SUPPLIED ENTRIES =>
PR #11740, opened 2024-10-24
Fix Java installer on Mac hosts

viren-nadkarni:
## Changes

This PR fixes a bug in the Java installer where it downloaded and installed the Linux JRE even on Mac hosts.

With this change, any Java application using Java 11+ will run correctly when LS runs in host mode on Mac.

Eclipse Temurin [does not support](https://adoptium.net/en-GB/supported-platforms/) Java 8 aarch64 for Mac, so some components (notably Big Data) will continue to be non-functional.

Other changes:
- Omit Thai locale generation. This will further slightly reduce the disk footprint
- Update the pinned fallback JRE versions to the latest

### DIFF
--- a/localstack-core/localstack/packages/java.py
+++ b/localstack-core/localstack/packages/java.py
@@ -77,6 +77,8 @@ class JavaPackageInstaller(ArchiveDownloadAndExtractInstaller):
         return os.path.join(install_dir, "bin", "java")
 
     def _get_download_url(self) -> str:
+        # Note: Eclipse Temurin does not provide Mac aarch64 Java 8 builds.
+        # See https://adoptium.net/en-GB/supported-platforms/
         try:
             LOG.debug("Determining the latest Java build version")
             return self._download_url_latest_release()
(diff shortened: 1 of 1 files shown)


localstack-core/localstack/packages/java.py
```diff
@@ -77,6 +77,8 @@ def _get_install_marker_path(self, install_dir: str) -> str:
         return os.path.join(install_dir, "bin", "java")
 
     def _get_download_url(self) -> str:
+        # Note: Eclipse Temurin does not provide Mac aarch64 Java 8 builds.
+        # See https://adoptium.net/en-GB/supported-platforms/
```
alexrashed, line 81: Q: This would basically mean that the download will fail because the URL does not exist? If so, could we make the error a bit more transparent?

alexrashed (approved):
Nice catch that we don't need the TH locale anymore (not that opensearch is using the JRE it ships), and great to see the installer support Mac again! 🐞 🔨 💯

PROBLEM TO WORK ON => From the line containing "alexrashed, line 81: Q: This" to the last line of the material, please quote every line exactly and only those.

ANSWER TO THE EXERCISE =>
alexrashed, line 81: Q: This would basically mean that the download will fail because the URL does not exist? If so, could we make the error a bit more transparent?

alexrashed (approved):
Nice catch that we don't need the TH locale anymore (not that opensearch is using the JRE it ships), and great to see the installer support Mac again! 🐞 🔨 💯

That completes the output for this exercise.